Work instructions =
If a line in the entries below holds the string "important", copy it.

Stored data:
┏━━
PR #681, opened 2023-03-08
Enable tls communication between agent proxy and agent-protocol-forwarder

bpradipt:


entrypoint.sh
```diff
@@ -12,6 +12,10 @@ optionals+=""
 [[ -S ${CRI_RUNTIME_ENDPOINT} ]] && optionals+="-cri-runtime-endpoint ${CRI_RUNTIME_ENDPOINT} "
 [[ "${PAUSE_IMAGE}" ]] && optionals+="-pause-image ${PAUSE_IMAGE} "
 [[ "${VXLAN_PORT}" ]] && optionals+="-vxlan-port ${VXLAN_PORT} "
+[[ "${CACERT_FILE}" ]] && optionals+="-ca-cert-file ${CACERT_FILE} "
+[[ "${CERT_FILE}" ]] && optionals+="-cert-file ${CERT_FILE} "
+[[ "${CERT_KEY}" ]] && optionals+="-cert-key ${CERT_KEY} "
```
snir911, line 17: the three of these must be set together no? maybe worth checking it

bpradipt: Good point. The cert_file and cert_key are must. And if self-signed certificate is used then cacert_file is also needed. I have added this in doc. I'll update the entrypoint.sh to reflect this.

podvm/qcow2/misc-settings.sh
```diff
@@ -38,4 +38,14 @@ then
...
 fi
+
+
+if [ -e /etc/certificates/tls.crt ] && [ -e /etc/certificates/tls.key ] && [ -e /etc/certificates/ca.crt ]; then
+    # Update systemd service file to add additional options
+    sed -i "/ExecStart/s/$/ \-cert\-file \/etc\/certificates\/tls.crt \-cert\-key \/etc\/certificates\/tls.key \-ca\-cert\-file \/etc\/certificates\/ca.crt/" /etc/systemd/system/agent-protocol-forwarder.service
+elif [ -e /etc/certificates/tls.crt ] && [ -e /etc/certificates/tls.key ] && [ ! -e /etc/certificates/ca.crt ]; then
+    # Update systemd service file to add additional options
+    sed -i "/ExecStart/s/$/ \-cert\-file \/etc\/certificates\/tls.crt \-cert\-key \/etc\/certificates\/tls.key/" /etc/systemd/system/agent-protocol-forwarder.service
+fi
```
yoheiueda, line 49: How about using the `EnvironmentFile` directive in `agent-protocol-forwarder.service`, instead of directly modifying it?

`agent-protocol-forwarder.service` will looks like this.
```
[Service]
ExecStart=/usr/local/bin/agent-protocol-forwarder -kata-agent-namespace /run/netns/podns -kata-agent-socket /run/kata-containers/agent.sock $TLS_OPTIONS
EnvironmentFile=-/etc/default/agent-protocol-forwarder
```

`misc-settings.sh` will look like this.
```
if [ -e /etc/certificates/tls.crt ] && [ -e /etc/certificates/tls.key ] && [ -e /etc/certificates/ca.crt ]; then
   cat <<END >> /etc/default/agent-protocol-forwarder
TLS_OPTIONS=-cert-file /etc/certificates/tls.crt -cert-key /etc/certificates/tls.key -ca-cert-file /etc/certificates/ca.crt
END
elif
...
```

pkg/adaptor/proxy/proxy.go
```diff
@@ -62,12 +66,33 @@ func NewAgentProxy(socketPath, criSocketPath string, pauseImage string) AgentPro
...
+
+		logger.Printf("TLS is configured. Configure TLS dialer")
+
+		// Create a TLS configuration object
+		config, err := tlsutil.GetTLSConfigFor(p.tlsConfig)
+		if err != nil {
+			return nil, fmt.Errorf("Failed to create tls config: %v", err)
+		}
+		dialer.Config = config
+	}
```
yoheiueda, line 95: Is it possible to simply this code like this?

```
	var dialer interface {
		DialContext(ctx context.Context, network, address string) (net.Conn, error)
	}

	if p.tlsConfig != nil && !reflect.DeepEqual(tlsutil.TLSConfig{}, *p.tlsConfig) {
		logger.Printf("TLS is configured. Configure TLS dialer")

		// Create a TLS configuration object
		config, err := tlsutil.GetTLSConfigFor(p.tlsConfig)
		if err != nil {
			return nil, fmt.Errorf("Failed to create tls config: %v", err)
		}
		dialer = &tls.Dialer{
			Config: config,
		}
	} else {
		dialer = &net.Dialer{}
	}
```

pkg/adaptor/proxy/proxy.go
```diff
@@ -78,8 +103,13 @@ func (p *agentProxy) dial(ctx context.Context, address string) (net.Conn, error)
...
 
-			// TODO: Support TLS
-			conn, err = (&net.Dialer{}).DialContext(ctx, "tcp", address)
+			if dialer.Config == nil {
+				// Use generic tcp dialer
+				conn, err = dialer.NetDialer.DialContext(ctx, "tcp", address)
+			} else {
+				// Use tls dialer
+				conn, err = dialer.DialContext(ctx, "tcp", address)
+			}
```
yoheiueda, line 112: Then, these line will be like this.
```
conn, err = dialer.DialContext(ctx, "tcp", address)
```

pkg/adaptor/proxy/proxy.go
```diff
@@ -62,12 +66,33 @@ func NewAgentProxy(socketPath, criSocketPath string, pauseImage string) AgentPro
...
 }
 
 func (p *agentProxy) dial(ctx context.Context, address string) (net.Conn, error) {
 
 	var conn net.Conn
+	var config *tls.Config
+
+	dialer := &tls.Dialer{
+		NetDialer: &net.Dialer{
+			Timeout: p.retryInterval,
```
yoheiueda, line 80: Isn't this `Timeout` redundant, since `ctx, cancel := context.WithTimeout(ctx, p.retryInterval)` is in line 103?

pkg/util/tls/tls.go
```diff
@@ -0,0 +1,166 @@
...
+		if err != nil {
+			return nil, fmt.Errorf("unable to load root certificates: %w", err)
+		}
+		tlsConfig.RootCAs = rootCAs
+		// This is important otherwise you'll hit the following error
+		// cannot validate certificate for <IP> because it doesn't contain any IP SAN
+		// Since it's not possible to know the IP address of the Kata VM apriori, using a well-defined
+		// hostname here. Other option is to create certificates with IP SAN having all the
+		// IPs in the network range
+		tlsConfig.ServerName = podvmServername
```
yoheiueda, line 147: Is this also set in pod VM side? Probably it is harmless, but may be confusing.

I think this is important point, so we should explicitly set this filed in the dialer code of proxy in the cloud-api-adaptor side.

docs/tls-proxy-forwarder.md
```diff
@@ -0,0 +1,73 @@
...
+plane communication between `cloud-api-adaptor` that is running in the K8s worker
+node and the `agent-protocol-forwarder` that is running in the Pod VM. More
+specifically the communication between the proxy, that is run via
+`cloud-api-adaptor` and the `agent-protocol-forwarder` that is running inside the
+Pod VM will be using TLS.
+
+### Add the server certificate to the Pod VM image
+
+- Copy the server certificate, key and (optionally) the CA certificate to `~/cloud-api-adaptor/podvm/files/etc/certificates`.
+You will need CA certificate if using self-signed certificates.
```
yoheiueda, line 26: Do we need `.gitignore` for these files?

pkg/util/tls/tls.go
bpradipt: This is not required in the pod VM side and it's harmless.

pkg/adaptor/proxy/proxy.go
bpradipt: Right. It's not needed.

pkg/adaptor/proxy/proxy.go
bpradipt: Thanks for the suggestion. I'll try this and let you know.

bpradipt: I tested the changes on libvirt using both tls and plain connection

docs/tls-proxy-forwarder.md
bpradipt: Yeah.. better to ignore the certificate files inside the directory

podvm/qcow2/misc-settings.sh
bpradipt: I have used the above approach in the updated PR

pkg/adaptor/proxy/proxy.go
bpradipt: Done

podvm/qcow2/misc-settings.sh
```diff
@@ -38,4 +38,17 @@ then
 # else if...
 #
 fi
+
+if [ -e /etc/certificates/tls.crt ] && [ -e /etc/certificates/tls.key ] && [ -e /etc/certificates/ca.crt ]; then
+    # Update systemd service file to add additional options
+    cat <<END >> /etc/default/agent-protocol-forwarder
+    TLS_OPTIONS=-cert-file /etc/certificates/tls.crt -cert-key /etc/certificates/tls.key -ca-cert-file /etc/certificates/ca.crt
```
yoheiueda, line 45: The leading spaces before `TLS_OPTIONS` are not necessary.

podvm/qcow2/misc-settings.sh
```diff
@@ -38,4 +38,17 @@ then
...
+END
+elif [ -e /etc/certificates/tls.crt ] && [ -e /etc/certificates/tls.key ] && [ ! -e /etc/certificates/ca.crt ]; then
+    # Update systemd service file to add additional options
+    cat <<END >> /etc/default/agent-protocol-forwarder
+    TLS_OPTIONS=-cert-file /etc/certificates/tls.crt -cert-key /etc/certificates/tls.key
```
yoheiueda, line 50: same as above

yoheiueda (approved):
LGTM other than the minor comments.

entrypoint.sh
```diff
@@ -12,6 +12,10 @@ optionals+=""
 [[ -S ${CRI_RUNTIME_ENDPOINT} ]] && optionals+="-cri-runtime-endpoint ${CRI_RUNTIME_ENDPOINT} "
 [[ "${PAUSE_IMAGE}" ]] && optionals+="-pause-image ${PAUSE_IMAGE} "
 [[ "${VXLAN_PORT}" ]] && optionals+="-vxlan-port ${VXLAN_PORT} "
+[[ "${CACERT_FILE}" ]] && optionals+="-ca-cert-file ${CACERT_FILE} "
+[[ "${CERT_FILE}" ]] && [[ "${CERT_KEY}" ]] && optionals+="-cert-file ${CERT_FILE} -cert-key ${CERT_KEY} "
+[[ "${CERT_KEY}" ]] && optionals+="-cert-key ${CERT_KEY} "
```
snir911, line 17: Is it needed here? now if you set CERT_FILE and CERT_KEY the cmdline will look as follow:
`-cert-file ${CERT_FILE} -cert-key ${CERT_KEY} -cert-key ${CERT_KEY} `

install/overlays/aws/tls_certs_volume_mount.yaml
```diff
@@ -0,0 +1,21 @@
...
+      - name: cloud-api-adaptor-con
+        volumeMounts:
+        - mountPath: /etc/certificates
+          name: certs
+      volumes:
+      - name: certs
+        secret:
+          secretName: certs-for-tls
+
+# to apply this uncomment the patchesStrategicMerge of this file in kustomization.yaml
```
snir911, line 21: Just a thought for the future, maybe we can avoid duplicating these sort of files and make kustomize to pick them from the same directory for all providers

snir911 (approved):
LGTM, thanks, pls check the comment on entrypoint.sh

install/overlays/aws/tls_certs_volume_mount.yaml
bpradipt: Yeah. It'll be much simpler.

entrypoint.sh
bpradipt: Good catch. Updated it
┗━━
Result of the task =
+		// This is important otherwise you'll hit the following error
I think this is important point, so we should explicitly set this filed in the dialer code of proxy in the cloud-api-adaptor side.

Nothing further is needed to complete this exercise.